Populating topic_links table

I’m in the middle of writing the process to migrate from bespoke forum software to Discourse. My import script is not currently adding entries to the topic_links table, and I wanted to ask if there is something, like maybe a rake task, that can do that.

(Clicktracking for imported posts is a “nice to have” rather than an essential and granted I don’t see anything for it under rake --tasks but since I can’t see rake search:reindex there either and I’m using that during the import I thought it might be worth checking.)

Any response appreciated, even if it’s just a “no, not currently possible.”

2 Likes

How are you including the links? I think I thought that those links would be created when the post was baked.

2 Likes

Could be! I have 750,000 posts to import and about one week to get it all finalized (because of hosting company shenanigans, don’t ask) so my current approach is just to clean up the imported posts manually with regexes rather than go through the rebake process. If that is how the links are generated, we can look at rebaking everything at some point in the future.

1 Like

That is unlikely to end well. Posts will need to be rebaked at some point in the future.

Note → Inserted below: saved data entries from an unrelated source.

PR #4689, opened 2017-05-09
MULE-12111: Soap Connect: give the capability to create use a custom transport

juandesi:


modules/extensions-soap-support/src/main/java/org/mule/runtime/module/extension/soap/internal/loader/SoapModelLoaderDelegate.java
```diff
@@ -57,14 +62,24 @@
    */
   public ExtensionDeclarer declare(ExtensionLoadingContext context) {
     final SoapExtensionTypeWrapper<?> extension = getSoapExtensionType(this.extensionType);
+    List<MessageDispatcherProviderTypeWrapper> customTransportProviders = extension.getDispatcherProviders();
     ExtensionDeclarer extensionDeclarer = getExtensionDeclarer(context);
+    declareSubtypes(extensionDeclarer, customTransportProviders);
```
alegmarra: do this in `SubTypesDeclarationEnricher`

PR #4690, opened 2017-05-09
MULE-12334: Deserialisation breaks for inner class

pablokraan:
_ Reverting the refactoring on DefaultComponentLocation
_ Fixing the bug
_ Using org.mule.test.integration.exceptions.ExceptionHandlingTestCase#testUntilSuccessfulInTransactionalScope to test that the fix works


modules/dsl-api/src/main/java/org/mule/runtime/dsl/api/component/config/DefaultComponentLocation.java
```diff
@@ -171,6 +171,90 @@ public DefaultComponentLocation appendRoutePart() {
         .add(new DefaultLocationPart("route", empty(), empty(), empty())).build());
   }
 
+  /**
+   * A location part represent an specific location of a component within another component.
+   * 
+   * @since 4.0
+   */
+  public static class DefaultLocationPart implements LocationPart, Serializable {
```
afelisatti: Why is the serialVersionUID no longer here?

pablokraan: good catch!

PR #4695, opened 2017-05-10
MULE-12429: Streaming buffer is wrongfully exceeded

marianogonzalez:


core/src/main/java/org/mule/runtime/core/internal/streaming/bytes/InMemoryStreamBuffer.java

You can check one post with a link and see if a rebaked fixes it. You could then rebake just the ones with links.

Are you starting with one of the existing import scripts?

If you have a database dump, worst case you could extend your time line by putting up a placeholder page for a bit while you finish the import. It’ll be much worse to put up a botched import and allow people to add new posts, as it’s much, much easier to do an import on an empty site. Another solution would be to put up a new forum while you finish your script and then put the forum on hold for a bit while you run the final import to add the old data to the new forum.

2 Likes

As far as I can tell it should be okay. The forum software I’m migrating from basically allowed users to put whatever HTML tags they wanted in their posts, so my method was to strip out all tags, with a handful of exceptions like <b> (and </b>), <a>, <blockquote> and so on. Currently the only difference between cooked and raw posts in my database is that there are newlines instead of p and br tags in the raw version.

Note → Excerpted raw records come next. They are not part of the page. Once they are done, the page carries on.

PR #4699, opened 2017-05-10
MULE-6619: flow initialState should support a property placeholder

GustavoARod:
* Updating mule XSD for allowing a property placeholder on the initialState property of the flowType elemen

### DIFF
--- a/tests/integration/pom.xml
+++ b/tests/integration/pom.xml
@@ -64,6 +64,8 @@
             <groupId>org.mule.modules</groupId>
             <artifactId>mule-module-db</artifactId>
             <version>${project.version}</version>
+            <type>test-jar</type>
+            <scope>test</scope>
         </dependency>
         <!-- Include all Mule Transports -->
         <dependency>
--- a/tests/integration/pom.xml
+++ b/tests/integration/pom.xml
@@ -60,13 +60,6 @@
             <type>pom</type>
             <scope>test</scope>
         </dependency>
-        <dependency>
-            <groupId>org.mule.modules</groupId>
-            <artifactId>mule-module-db</artifactId>
-            <version>${project.version}</version>
-            <type>test-jar</type>
-            <scope>test</scope>
-        </dependency>
         <!-- Include all Mule Transports -->
         <dependency>
             <groupId>org.mule.transports</groupId>
--- a/tests/integration/src/test/java/org/mule/test/components/InvalidFlowStatePlaceholderTestCase.java
+++ b/tests/integration/src/test/java/org/mule/test/components/InvalidFlowStatePlaceholderTestCase.java
@@ -6,53 +6,23 @@
  */
 package org.mule.test.components;
 
-import static org.hamcrest.CoreMatchers.containsString;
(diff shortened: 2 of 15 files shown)


tests/integration/src/test/java/org/mule/test/components/InvalidFlowStatePlaceholderTestCase.java
```diff
@@ -0,0 +1,58 @@
...
+import org.mule.context.DefaultMuleContextFactory;
+import org.mule.tck.junit4.AbstractMuleTestCase;
+
+import org.junit.After;
+import org.junit.Before;
+import org.junit.Rule;
+import org.junit.Test;
+import org.junit.rules.ExpectedException;
+
+public class InvalidFlowStatePlaceholderTestCase extends AbstractMuleTestCase
```
pablokraan: Extend from AbstractConfigurationErrorTestCase instead. Check the examples in the code

tests/integration/src/test/resources/org/mule/test/components/invalid-flow-initial-state.xml
```diff
@@ -0,0 +1,11 @@
+<?xml version="1.0" encoding="UTF-8"?>
+<mule xmlns="http://www.mulesoft.org/schema/mule/core" xmlns:xsi="http://www.w3.org/2001/XMLSchema-instance"
+	xmlns:spring="http://www.springframework.org/schema/beans"
+	xsi:schemaLocation="
+       http://www.springframework.org/schema/beans http://www.springframework.org/schema/beans/spring-beans-3.0.xsd
+       http://www.mulesoft.org/schema/mule/core http://www.mulesoft.org/schema/mule/core/current/mule.xsd">
+	<flow name="invalidPlaceholderStateFlow" initialState="${state}]">
+		<inbound-endpoint address="test://in.placeholder" />
```
pablokraan: Is the endpoint really needed?

tests/integration/src/test/java/org/mule/test/components/InvalidFlowStatePlaceholderTestCase.java
GustavoARod: Hey Pablo, I realized that the `AbstractConfigurationErrorTestCase` is under the `mule-module-db` which is not a dependency of the `mule-test-integration`yet. I'm not quite sure if it worths or makes sense to add that dependency for the purpose we're trying to achieve.

tests/integration/src/test/resources/org/mule/test/components/invalid-flow-initial-state.xml
GustavoARod: No, It's not

tests/integration/pom.xml
```diff
@@ -64,6 +64,8 @@
             <groupId>org.mule.modules</groupId>
             <artifactId>mule-module-db</artifactId>
             <version>${project.version}</version>
+            <type>test-jar</type>
```
pablokraan: Instead of adding this dependency, move the AbstractConfigurationErrorTestCase class to the test functional module inside the org.mule.tck package

PR #4707, opened 2017-05-10
MULE-12436, expose package org.mule.runtime.core.internal.construct

damiansima:


core/src/main/resources/META-INF/mule-module.properties
```diff
@@ -204,6 +204,7 @@ artifact.export.classPackages=org.mule.runtime.core,\
                               javax.xml.stream.events, \
                               javax.xml.parsers, \
                               javax.xml.transform,\
+                              org.mule.runtime.core.internal.construct,\
```
pablokraan: This must be in the privileged packages

PR #4710, opened 2017-05-10
MULE-12433: CursorStream should throw IOException

marianogonzalez:


core/src/main/java/org/mule/runtime/core/internal/streaming/bytes/AbstractCursorStream.java
```diff
@@ -76,8 +75,10 @@ public CursorStreamProvider getProvider() {
 
   protected abstract void doRelease();
 
-  protected void assertNotDisposed() {
-    checkState(!released, "Stream is closed");
+  protected void assertNotDisposed() throws IOException {
```
dfeist: No test case/method?

marianogonzalez: i think it's fine with just having the existing test not breaking

marianogonzalez: added a test just because I love to make you happy

core-tests/src/test/java/org/mule/runtime/core/internal/streaming/bytes/CursorStreamProviderTestCase.java
```diff
@@ -275,6 +275,13 @@ public void dataLengthMatchesMaxBufferSizeExactly() throws Exception {
     withCursor(cursor -> assertThat(IOUtils.toString(cursor), equalTo(data)));
   }
 
+  @Test(expected = IOException.class)
```
dfeist: Should really use ExpectedException here.

PR #4735, opened 2017-05-12
MULE-11538: Add DataType for Map objects

afelisatti:


core-tests/src/test/java/org/mule/runtime/core/transformer/types/DataTypeBuilderTestCase.java
```diff
@@ -149,6 +171,52 @@ public void templateTypedCollection() {
   }
 
   @Test
+  public void templateMap() {
+    final DataType template = DataType.builder().type(HashMap.class).mediaType("text/plain;charset=ASCII").build();
```
elrodro83: add cases where the media type is set on the key and the values

PR #4742, opened 2017-05-15
MULE-12434: Poll extension model is invalid

pablomusumeci:


modules/schedulers/src/main/resources/META-INF/mule-schedulers-extension-model.json
```diff
@@ -0,0 +1,134 @@
+{
+  "name": "Mule Schedulers",
```
marianogonzalez: I am willing to accept that there's a need for this to exist in json format, but the source of it has to be a Declarer. This is impossible to maintain otherwise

I’ve set a couple of hundred posts as uncooked and started a rebake uncooked posts task on my dev server just now and it does seem to be populating the topic_links table, so thanks! Problem solved.

No, I rolled my own, following the steps of one of the bulk importers.

3 Likes

Oh hooray. That’s great! As long as you have something useful in raw then you should be good. And you could rebake them anytime after you go live.

1 Like

This topic was automatically closed 30 days after the last reply. New replies are no longer allowed.